When the time came to pay, Elinger reached for his wallet.
“Now put that away,” Esti stopped him.
Once again he expressed his good will.
“You absolutely must come and see me. Give me a call first. Make a note of my number.”
Elinger wrote down Esti’s number. He gave him the number of First Hungarian Oil. Esti wrote it down.
“Why did I do that?” he wondered as they parted. “Never mind. Next time there’s any lifesaving to be done I may be able to call him.”
The telephone number lay unused on his desk for a long time, then vanished. He didn’t call him. Nor did Elinger call. Months went by without any sign of life from him.
Esti, however, often thought of Elinger.
People that we’ve long been expecting mostly show up just when we’re having a shave, are cross at having broken a new gramophone record, or have been getting a splinter out of a finger and our hand is still bleeding. The petty circumstances of life never permit ceremonious, decorous meetings.
Before Christmas it was freezing hard. Esti’s mind was on anything but swimming and drowning. It was a Sunday, about half past eleven. He was getting ready for a lecture which began at one.

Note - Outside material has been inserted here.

PR #547, opened 2024-07-08
[CARE-5345] Fix - Always set the `text-align` property on paragraph

kudlajz:
Previously, if default alignment was applied to the paragraph (in our case `left`), it would not render the `text-align: left` style property.

This caused a bug in the tables, more specifically table header cell, which by default aligns the text to the center.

Then Elinger was shown in.
“Glad you’ve come at last!” Esti exclaimed. “What’s new, Elinger?”
“I would have come before,” said Elinger, “only my mother’s been ill. Seriously ill. Last week she was taken into hospital with a brain hemorrhage. I’d be grateful if you could …”
“How much do you need?”
“Two hundred pengős.”
*
“Two hundred?” said Esti. “I haven’t got that much on me. Here’s a hundred and fifty. I’ll send fifty round in the morning.”
Esti sent the other fifty round that same day. He knew that this was a debt of honor which he had to discharge. After all, he had received his life from Elinger on credit, and he was entitled to that much interest.
As his mother’s illness continued, he gave Elinger in lesser and greater amounts a further two hundred pengős, and then, when she died, three hundred and fifty more after the funeral, which he himself raised on credit.
After that Elinger called several times. He got from him, on various pretexts, on his word of honor, small, trifling amounts. Sometimes twenty pengős, sometimes just five.
Esti paid out with a certain delight. Afterward his feeling was one of relief. He simply couldn’t stand his presence, those bloodless gums, his gold tooth, and his boring chatter.
“This fellow,” thought Esti, waking up to the truth, “is one of the biggest idiots in the world. It took somebody like him to save my life. If he were any brighter he’d surely have left me to drown.”
One day, when Esti came home in the small hours, there was Elinger sitting in his study.
He informed Esti cheerfully:
“Just imagine, I’ve been given the sack. Without notice or severance. And I’ve had nowhere to live since the first. I thought I’d come here for tonight and sleep here. If you’ll let me.”
“Naturally,” replied Esti, handing him a clean nightshirt. “You can sleep here on the couch.”